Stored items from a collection
○ ○ ○ ○ ○ ○ ○
PR #612, opened 2017-11-17
Added ability to unzip rar and 7z formats.

tkunstek:
Added ability to unzip rar and 7z formats. Now also finds files in subdirectories of all archive types.


JoeMatt:
In #566 I already added 7z through LzmaSDKObjC framework. It is missing RAR. I'd merge but there's a bunch of conflicts since I already added code paths for 7z.

jasarien:
@tkunstek would it be possible to remove the 7z support from this PR so that it only includes RAR? Or are the two formats provided by the same lib?

tkunstek:
Library used supports both formats. You can reject this PR and I'll come back through and add 7z separately.

jasarien:
Just to clarify it’s the RAR support that needs adding separately - 7z was added with @Joe’a megaPR

tkunstek:
Ah. I can still add RAR too if it will benefit someone.

JoeMatt:
If this were to be added it would make sense to remove my LzmaSDKObjC dependency and depend on SARUnArchiveANY solely to reduce dependency management.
○ ○ ○ ○ ○ ○ ○
What you have to do: Exactly as they appear above, output the lines of the data from the first through the one that contains "Library used supports", and only those lines.

Result for this exercise:
PR #612, opened 2017-11-17
Added ability to unzip rar and 7z formats.

tkunstek:
Added ability to unzip rar and 7z formats. Now also finds files in subdirectories of all archive types.


JoeMatt:
In #566 I already added 7z through LzmaSDKObjC framework. It is missing RAR. I'd merge but there's a bunch of conflicts since I already added code paths for 7z.

jasarien:
@tkunstek would it be possible to remove the 7z support from this PR so that it only includes RAR? Or are the two formats provided by the same lib?

tkunstek:
Library used supports both formats. You can reject this PR and I'll come back through and add 7z separately.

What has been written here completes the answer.